• Problem description:
Scan the data beneath this task and copy each line that includes "suite".
◆ ◆ ◆
PR #119, opened 2023-04-24
feat: Implement member bundle issuance

levansuper:


src/awala.ts
```diff
@@ -1,9 +1,24 @@
...
+  retrieveVeraDnssecChain,
+  selfIssueOrganisationCertificate, serialiseMemberIdBundle,
+} from '@relaycorp/veraid';
+import { MemberModelSchema } from './models/Member.model.js';
+import { Kms } from './utilities/kms/Kms.js';
+import env from 'env-var';
+import { OrgModelSchema } from './models/Org.model.js';
+import { derDeserializePublicKey } from './utilities/derDeserialisePublicKey.js';
+
+const awalaEndpoint = env.get('AWALA_MW').asString();
```
gnarea, line 20: I think the word URL is important.

src/utilities/derDeserialisePublicKey.ts
gnarea, line 1: Note the the patch I sent had this implemented in `src/utilities/webcrypto.ts`. I think we should keep it there instead of creating a new file.

src/awala.ts
```diff
@@ -33,3 +48,117 @@ export async function createMemberBundleRequest(
     didSucceed: true,
   };
 }
+// string will be substituted with the actual error
+export async function generateMemberBundle(
```
gnarea, line 52: I don't think this function belongs in this file: It does, indeed, use the Awala middleware, but just like a [_backing service_](https://12factor.net/backing-services) -- much like MongoDB and the Knative broker (emitter).

The functionality it implements is agnostic of the `POST /awala` endpoint. It's more closely related to the _org member_, so I think we should create a new file like `src/memberBundle.ts` -- analogous to all the other business logic files in `src/*.ts`.

src/awala.ts
```diff
@@ -33,3 +48,117 @@ export async function createMemberBundleRequest(
...
+
+  const memberCertificate = await issueMemberCertificate(
+    member.name,
+    memberCryptoPublicKey,
+    orgCertificate,
+    orgPrivateKey,
+    expiryDate,
+  );
+
+  const dnssecChain = await retrieveVeraDnssecChain(member.orgName, undefined);
```
gnarea, line 125: Two things:

- This is quite likely to throw an error, as it connects to a DNS resolver on the Internet, so it'd be good to catch any errors and do a `log.error(...)`. Otherwise, it'd be an uncaught error that would crash the process.
- I _think_ the `undefined` is unnecessary.

gnarea (changes requested):
Overall approach looks good to me.

src/utilities/kms/Kms.ts
```diff
@@ -4,6 +4,16 @@ import { bufferToArrayBuffer } from '../buffer.js';
...
+import { Crypto } from '@peculiar/webcrypto';
+import { CryptoEngine, setEngine } from 'pkijs';
+
+const crypto = new Crypto();
+const cryptoEngine = new CryptoEngine({
+  crypto,
+  name: 'nodeEngine',
+  subtle: crypto.subtle,
+});
+setEngine('nodeEngine', cryptoEngine);
```
levansuper, line 16: For tests, this is not needed anymore. Do we need this in prod?

src/memberBundle.spec.ts
```diff
@@ -0,0 +1,140 @@
...
+      expect(issueMemberCertificateParameters[2]).toBe(selfIssueOrganisationCertificateResult);
+      expect(issueMemberCertificateParameters[3]).toBe(calledKeyPair.privateKey);
+      expect(issueMemberCertificateParameters[4].getTime()).toBe(selfIssueOrganisationCertificateParameters[2].getTime());
+
+      expect(retrieveVeraDnssecChain).toHaveBeenCalledOnceWith(ORG_NAME);
+      expect(serialiseMemberIdBundle).toHaveBeenCalledOnceWith(issueMemberCertificateResult, selfIssueOrganisationCertificateResult, retrieveVeraDnssecChainResult);
+      expect(result.result).toBe(serialiseMemberIdBundleResult);
+
+
+      });
```
levansuper, line 137: The test looks ugly but this way every method is tested. Maybe we can split the test into multiple to make it more readable

src/MemberBundleProblemType.ts
```diff
@@ -0,0 +1,8 @@
+export enum MemberBundleProblemType {
+  MEMBER_NOT_FOUND = 'https://veraid.net/problems/member-not-found',
+  MEMBER_NO_NAME = 'https://veraid.net/problems/member-no-name',
+  ORG_NOT_FOUND = 'https://veraid.net/problems/org-not-found',
+  PUBLIC_KEY_NOT_FOUND = 'https://veraid.net/problems/member-public-key-not-found',
+  BUNDLE_GENERATION_ERROR = 'https://veraid.net/problems/member-bundle-generation-error',
+
+}
```
levansuper, line 8: We could import the errors from the other problem types like:
```
MEMBER_NOT_FOUND = MemberProblemType.MEMBER_NOT_FOUND
```
or we could chenge the method return type:
```
Promise<Result<ArrayBuffer, MemberBundleProblemType>>
```
to
```
Promise<Result<ArrayBuffer, MemberBundleProblemType | MemberProblemType | OrgProblemType>>

```

src/testUtils/veraid.mock.ts
```diff
@@ -0,0 +1,48 @@
...
+
+  beforeEach(() => {
+    mockedModule.issueMemberCertificate.mockReset();
+    mockedModule.retrieveVeraDnssecChain.mockReset();
+    mockedModule.selfIssueOrganisationCertificate.mockReset();
+    mockedModule.serialiseMemberIdBundle.mockReset();
+  });
+
+  return mockedModule;
+}
```
levansuper, line 48: We can move this file to memberBundle.spec.ts but it will create additional noise

gnarea (commented):
Given the state of the code and the fact I don't know what you're planning to improve or not, I only focused on:

- The logic and the security of the functions `createMemberBundleRequest()` and `postToAwala()`.
- The comments you raised.

src/awala.ts
gnarea: I meant we should _add_ the word "URL", not necessarily drop "middleware". Both are key words.

`AWALA_MIDDLEWARE_URL`.

src/memberBundle.ts
```diff
@@ -0,0 +1,109 @@
...
+    }
+  }
+  const member = await memberModel.findById(memberPublicKey.memberId);
+  if(!member){
+    return {
+      didSucceed: false,
+      reason: MemberBundleProblemType.MEMBER_NOT_FOUND
+    }
+  }
+  if(!member.name){
```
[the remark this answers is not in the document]
levansuper: name is required in issueMemberCertificate so I guess we will need something default

src/awala.ts
```diff
@@ -33,3 +33,35 @@ export async function createMemberBundleRequest(
     didSucceed: true,
   };
 }
+
+export async function postToAwala(
+  data: string,
```
levansuper, line 38: What type should data be? Should we allow anything and then stringify or just a string?

src/memberBundle.ts
```diff
@@ -0,0 +1,120 @@
...
+import { OrgModelSchema } from './models/Org.model.js';
+import { derDeserialisePublicKey } from './utilities/webcrypto.js';
+import { Result } from './utilities/result.js';
+
+export async function generateMemberBundle(
+  publicKeyId: string,
+  options: ServiceOptions,
+): Promise<Result<ArrayBuffer, {
+  shouldRetry: boolean
+}>> {
```
levansuper, line 23: I don't really like the response. 
Having Result<ArrayBuffer, boolean> has readability problem when you call the function. So if it fails we get 
```
{
      didSucceed: false,
      reason:true
}
```
And it's really hard to decide what does `reason:true/false` mean

This way it's a bit more visible but still maybe we could create a new type

gnarea: How about rename `FailureResult.reason` to `context`? "Context" is more generic and works in all cases.

levansuper: That will require to rework almost the whole codebase since it's used a lot

src/memberBundle.spec.ts
```diff
@@ -0,0 +1,247 @@
...
+            expect.anything(),
+            expect.anything(),
+          );
+        });
+
+        test('Should be issued with org private key', async () => {
+          await generateMemberBundle(memberPublicKey._id.toString(), serviceOptions);
+
+          // eslint-disable-next-line unicorn/no-unreadable-array-destructuring
+          const [[, , , orgPrivateKey]] = issueMemberCertificate.mock.calls;
```
levansuper, line 180: Since this is a test and the rule is not breaking one I think we can disable it

src/utilities/kms/Kms.ts
levansuper: during `skaffold dev` error is there without this
```
"err":{"type":"Error","message":"Please call 'setEngine' before call to 'getEngine'","stack":"Error: Please call 'setEngine' before call to 'getEngine'\n    at getEngine (/opt/veraid-authority/node_modules/pkijs/build/index.js:6845:19)\n    at getCrypto (/opt/veraid-authority/node_modules/pkijs/build/index.js:6852:21)\n    at PublicKeyInfo.importKey (/opt/veraid-authority/node_modules/pkijs/build/index.js:3919:41)\n    at Function.issue (/opt/veraid-authority/node_modules/@relaycorp/veraid/src/lib/utils/x509/Certificate.ts:162:42)\n    at process.processTicksAndRejections (node:internal/process/task_queues:95:5)\n    at selfIssueOrganisationCertificate (/opt/veraid-authority/node_modules/@relaycorp/veraid/src/lib/pki/organisation.ts:11:23)\n    at generateBundle (/opt/veraid-authority/src/memberBundle.ts:51:26)\n    at generateMemberBundle (/opt/veraid-authority/src/memberBundle.ts:150:24)\n    at aaaa (/opt/veraid-authority/src/memberBundle2.ts:70:9)\n    at triggerBundleRequest (/opt/veraid-authority/src/backgroundQueue/sinks/memberBundleRequestTrigger.sink.ts:72:3)"},"msg":"Please call 'setEngine' before call to 'getEngine'"}
```

gnarea (changes requested):
I reviewed all the code, except for the test files as I'm aware that's work in progress.

Code looks good to me overall. 

I also looked at the new structure of `src/memberBundle.spec.ts`, which looks good to me now.

src/memberBundle.spec.ts
```diff
@@ -0,0 +1,247 @@
...
+        await generateMemberBundle(memberPublicKey._id.toString(), serviceOptions);
+
+        expect(serialiseMemberIdBundle).toHaveBeenCalledOnceWith(
+          issueMemberCertificateResult,
+          expect.anything(),
+          expect.anything(),
+        );
+      });
+
+      describe('Member bundle serialisation', () => {
```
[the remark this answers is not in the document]
levansuper: Moved the top one but the bottom one tests the `generateMemberBundle` output not the "Member bundle serialisation"

src/memberBundle.spec.ts
```diff
@@ -0,0 +1,247 @@
...
+          expect(memberCertificateBuffer).toStrictEqual(memberPublicKeyBuffer);
+        });
+
+        test('Should be issued with org self signed certificate', async () => {
+          await generateMemberBundle(memberPublicKey._id.toString(), serviceOptions);
+
+          expect(issueMemberCertificate).toHaveBeenCalledOnceWith(
+            expect.anything(),
+            expect.anything(),
+            selfIssueCertificateResult,
```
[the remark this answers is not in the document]
levansuper: Did the test and you are right. Will substitute the checks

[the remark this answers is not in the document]
levansuper: But this works so will leave it when we are testing the results
```
        expect(result.result).toStrictEqual(new ArrayBuffer(4));
```

src/awala.spec.ts
```diff
@@ -97,4 +101,45 @@ describe('awala', () => {
...
+      })
+      expect(mockFetch).toHaveBeenNthCalledWith(2, TEST_AWALA_ENDPOINT, {
+        method: 'POST',
+        headers: {
+          [contentTypeHeaderName]: 'application/vnd.veraid.member-bundle',
+          [awalaRecipientHeaderName]: TEST_RECIPIENT_ID
+        },
+        body: awalaPostData,
+      })
+    })
```
levansuper, line 132: Since the test is pretty small I made just one test for it. Should we split this into 2 parts? 
1 - should make authorization request
2 - should post data

src/memberBundle.spec.ts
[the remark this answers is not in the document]
gnarea: I'm cool with using `ArrayBuffer`s where they do work, but please do not compare uninitialised `ArrayBuffer`s as that's extremely unreliable (not just with Jest): `ArrayBuffer`s are never supposed to be compared or manipulated like that. This is a long/complicated topic that we don't want to discuss here, but if you're curious, check out: https://javascript.info/arraybuffer-binary-arrays

Instead, make sure to actually populate the `ArrayBuffer`s. This is what I've done in other repos:

1. Create/update `src/testUtils/buffer.ts` and add the following:
   ```ts
   function bufferToArrayBuffer(buffer: Uint8Array): ArrayBuffer {
     return buffer.buffer.slice(buffer.byteOffset, buffer.byteOffset + buffer.byteLength);
   }

   export function stringToArrayBuffer(string: string): ArrayBuffer {
     return bufferToArrayBuffer(Buffer.from(string));
   }
   ```
2. Initialise every `ArrayBuffer` in the test suite; e.g.:
   ```ts
selfIssueCertificateResult = stringToArrayBuffer('org certificate');
   ```

src/awala.spec.ts
gnarea: Yes, please. I think it should be split. I should be able to understand the requirements from the test suite.

package.json
```diff
@@ -34,7 +35,8 @@
     "is-valid-domain": "^0.1.6",
     "json-schema-to-ts": "^2.8.0",
     "mongoose": "^7.0.4",
-    "pino": "^8.11.0"
+    "pino": "^8.11.0",
+    "pkijs": "^3.0.14"
```
gnarea, line 39: `pkijs` and all other code related to the workaround should be removed once I've fixed the root issue.

src/memberBundle.ts
```diff
@@ -0,0 +1,175 @@
...
+import type { ServiceOptions } from './serviceTypes.js';
+import { MemberPublicKeyModelSchema } from './models/MemberPublicKey.model.js';
+import { MemberModelSchema } from './models/Member.model.js';
+import { Kms } from './utilities/kms/Kms.js';
+import { OrgModelSchema } from './models/Org.model.js';
+import { derDeserialisePublicKey } from './utilities/webcrypto.js';
+import type { Result } from './utilities/result.js';
+
+const CERTIFICATE_EXPIRY_DAYS = 90;
+interface CreateBundleInput {
```
gnarea, line 20:
```suggestion
interface BundleCreationInput {
```

Following our code conventions.

src/memberBundle.ts
```diff
@@ -0,0 +1,175 @@
...
+  let dnssecChain;
+  try {
+    dnssecChain = await retrieveVeraDnssecChain(orgName);
+  } catch (err) {
+    logger.warn(
+      {
+        memberPublicKeyId,
+        err,
+      },
+      'Failed to retrieve dnssec chain',
```
gnarea, line 70:
```suggestion
      'Failed to retrieve DNSSEC chain',
```

src/memberBundle.ts
```diff
@@ -0,0 +1,175 @@
...
+    memberName,
+    memberCryptoPublicKey,
+    orgCertificate,
+    orgPrivateKey,
+    expiryDate,
+  );
+
+  let dnssecChain;
+  try {
+    dnssecChain = await retrieveVeraDnssecChain(orgName);
```
gnarea, line 63: Sorry, I missed this in the review I did last night:

We should be retrieving the DNSSEC chain before we try to do anything with the KMS: The DNSSEC chain retrieval is expensive CPU- and bandwidth-wise, as well as likely to fail due to the **many** HTTP requests it makes behind the scenes.

So we shouldn't try to use the KMS until we actually have a DNSSEC chain: KMS operations are expensive -- financially and computationally.

Please also write a test for this so we won't introduce a regression in the future.

TL;DR: Move `retrieveVeraDnssecChain()` to the top of this function.

gnarea (changes requested):
Nearly there

src/memberBundle.ts
levansuper: This rework will take place in a dedicated PR. #128

src/backgroundQueue/server.spec.ts
```diff
@@ -51,5 +56,47 @@ describe('makeQueueServer', () => {
...
     });
+
+    describe('makeQueueServerPlugin', () => {
+      const setEnvVars = configureMockEnvVars(REQUIRED_ENV_VARS);
+      const mockFastify: FastifyInstance = {
+        addContentTypeParser: jest.fn(),
+        getDefaultJsonParser: jest.fn(),
+        get: jest.fn(),
+        post: jest.fn(),
+      } as any;
```
gnarea, line 67: Why don't we borrow the approach used elsewhere in this repo? We used all of those methods in other places and never had to mock Fastify to do so.

src/backgroundQueue/server.spec.ts
```diff
@@ -51,5 +56,47 @@ describe('makeQueueServer', () => {
       expect(response.statusCode).toBe(HTTP_STATUS_CODES.BAD_REQUEST);
       expect(response.json()).toHaveProperty('type', QueueProblemType.UNSUPPORTED_EVENT);
     });
+
+    describe('makeQueueServerPlugin', () => {
+      const setEnvVars = configureMockEnvVars(REQUIRED_ENV_VARS);
```
gnarea, line 61: Note that this will create a second mock of the env vars -- each with its own set of `beforeAll()`s and `beforeEach()`s. That may lead to race conditions that may be hard to debug.

We have `getTestServerFixture`. Let's get the mocker from there.

src/backgroundQueue/sinks/memberBundleRequest.sink.spec.ts
```diff
@@ -144,7 +146,7 @@ describe('memberBundleIssuance', () => {
         expect(mockPostToAwala).toHaveBeenCalledOnceWith(
           expect.anything(),
           expect.anything(),
-          new URL(envVars.AWALA_MIDDLEWARE_ENDPOINT!),
+          new URL(REQUIRED_ENV_VARS.AWALA_MIDDLEWARE_ENDPOINT),
```
gnarea, line 149: We don't need the whole `REQUIRED_ENV_VARS` and for consistency with other tests we should simply do:

```suggestion
          new URL(AWALA_MIDDLEWARE_ENDPOINT),
```

gnarea (changes requested):

src/awala.ts
levansuper: This was moved to memberBundle.ts - https://github.com/relaycorp/veraid-authority/pull/119/files#diff-5006ad038ccf0df13d5fba8db8001b0fad11d2deb7c5c40fb830dc68e101ab0bR78

src/backgroundQueue/sinks/memberBundleRequest.sink.ts
```diff
@@ -0,0 +1,62 @@
...
+  event: CloudEvent<unknown>,
+  options: SinkOptions,
+): Promise<void> {
+  options.logger.debug({ eventId: event.id }, 'Starting member bundle request trigger');
+
+  const validatedData = validateMessage(event.data, MEMBER_BUNDLE_REQUEST_PAYLOAD);
+  if (typeof validatedData === 'string') {
+    options.logger.info(
+      { eventId: event.id, validationError: validatedData },
+      'Malformed event data',
```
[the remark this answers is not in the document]
levansuper: missed this

src/backgroundQueue/server.spec.ts
levansuper: Took an example from here.
https://github.com/relaycorp/veraid-authority/blob/main/src/utilities/fastify/plugins/jwksAuthentication.spec.ts

gnarea: But we're testing routes here.

gnarea: Mocking Fastify should only be done in exceptional circumstances (e.g., plugins), not when testing routes.

gnarea (approved):
Nice one, thanks!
◆ ◆ ◆
• Response box:
2. Initialise every `ArrayBuffer` in the test suite; e.g.:
gnarea: Yes, please. I think it should be split. I should be able to understand the requirements from the test suite.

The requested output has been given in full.